Confusing as hell. Sorry, but it is. The problem is, you state this is a 3-d random walk, apparently subject to constraints that the points lie within a unit sphere. No problem with that, at least in theory. But you never state what steps are allowed. And then you have a crazy scheme to generate the steps. Sorry, but you do, and I'm not positive where you came up with that scheme, partially because you never state sufficient information about the random walk to know if what you are doing has even a shred of mathematical justification behind it. I don't think it does. But then, only you know what kind of walk this is, and that has been kept a secret.
So all I can really do is look at your code. Looking...
You start out with 400 particles, all at the center of the sphere. Then you move one particle, chosen at random. So essentially, you are running 400 parallel random walks. No real problem with that, except that it is inefficient as hell to move only one point at a time, but your computer, your big cup of coffee.
Next, for the chosen particle to be CONSIDERED for a move, you pick a location somewhere on the surface of the unit sphere. It is not a uniformly distributed point on that sphere. But then why should that be important? ;-) We don't know why you are doing things this way yet. So where is the point chosen? If we assume theta is interpreted as a longitudonal angle, then you picked some point randomly on the interval [0,2*pi]. So anywhere around the sphere. But at what lattitude? That part is interesting.
The second coordinate in a spherical coordinate system would logically be distributed to lie in the interval [-pi/2,pi/2]. Not uniformly so, because there should be more points near the equator. I suppose one might be able to derive the necessary distribution. I might even do so along the way. But lets see what you got.
phi=1./(cos(2*rand(1,10000)-1));
hist(phi,100)
Hmm. Not even remotely what I might expect. So this is your first problem. But not your only problem.

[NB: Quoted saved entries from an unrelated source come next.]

PR #5024, opened 2021-04-06
Add audio player for courses section

### LINKED ISSUE #4581: Audio player for courses
The design for this is quite fancy. I'm curious if we want to go that elaborate since other courses likely will not have a big audio counterpart and we don't have audio used elsewhere on the site... Originally I thought we might get away with an `<audio>` element. Need to see what folks think in our next sync.

robdodson:
Fixes #4581

Adds an audio player macro and an audio FAB macro. The audio FAB is a custom element which uses an intersection observer to show itself if the audio player is offscreen. Clicking the audio FAB will scroll the page back up to the audio player.

### DIFF
--- a/src/site/_includes/macros/audio-fab.njk
+++ b/src/site/_includes/macros/audio-fab.njk
@@ -1,0 +1,16 @@
+{% macro audioFab(thumbnail, target="audio-player") %}
+<web-audio-fab target="{{ target }}">
+  <button class="web-audio-fab__button button" data-playing aria-label="Back to audio player">
+    {% Img class="web-audio-fab__thumbnail", src=thumbnail, alt="", width="56", height="56" %}
+    <div class="web-audio-fab__equalizer-container">
+      <svg class="web-audio-fab__equalizer" xmlns="http://www.w3.org/2000/svg" width="13" height="8" viewBox="0 0 13 8">
+        <g>
+          <rect class="web-audio-fab__equalizer-left" width="3" height="8" />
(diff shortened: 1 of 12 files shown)


sfddddh (approved):

sfddddh (approved):

src/site/_includes/macros/audio-fab.njk
```diff
@@ -0,0 +1,16 @@
+{% macro audioFab(thumbnail, target="audio-player") %}
+<web-audio-fab target="{{ target }}">
+  <button class="web-audio-fab__button button" data-playing aria-label="Back to audio player">
+    {% Img class="web-audio-fab__thumbnail", src=thumbnail, alt="", width="56", height="56" %}
+    <div class="web-audio-fab__equalizer-container">
+      <svg class="web-audio-fab__equalizer" xmlns="http://www.w3.org/2000/svg" width="13" height="8" viewBox="0 0 13 8">
```
MichaelSolati, line 6: No pressure, but do we want to start to handle svgs like we do on dcc, `{% include 'icons/audio-fab.svg' %}`

MichaelSolati (approved):

src/site/_includes/macros/audio-fab.njk
robdodson: In general yes, and I've been using the icons macro elsewhere in web.dev.

In this case I didn't because I wanted to apply classes to the svg elements themselves and the macro doesn't support that.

Next, given that wrongly chosen point on the surface of the sphere, you now form the sum of that coordinate with the (x,y,z) coordinates of some point inside the sphere. If the result of that sum is still inside the sphere, you accept the move, otherwise, you reject it. Ok, that does keep you always inside the sphere, so good in that respect.
Sigh. WHAT? WHY?
So, anyway, It is obvious as to why your points tend to drift to the north pole. You have an insane way of choosing the step in your random walk, that is not remotely uniformly distrbuted in direction. Sorry for calling it insane. But there is some element of that in your choice. ;-) Perhaps you just misinterpreted some scheme you found to generate points on the surface of a sphere. (There are WAY easier ways to generate uniformly distributed points on the surface of a sphere. But I'm not even positive why you are writing your random walk in this way.)
Next, you have some scheme where this random walk seems to involve time. That too is not at all clear what you are doing, or why you did it that way. Sorry. But all I have to go on is your code, and the somewhat confusing comments in the code, as I try to reconcile the code you wrote with the limited description you gave. Hey, I love that you did use fairly frequent comments in the code. Otherwise I'd be totally in the dark. Oh, wait, I still feel like the lights are pretty dim here.
So before I go too far in this quest, I need to understand what the goal is here. What kind of random walk is this? For example, I would point out that depending where one of your particles lies, the next step is not uniformly distributed in either direction or in step length. Is that your goal? You need to provide some help in these things, that is, if you want help, at least from me.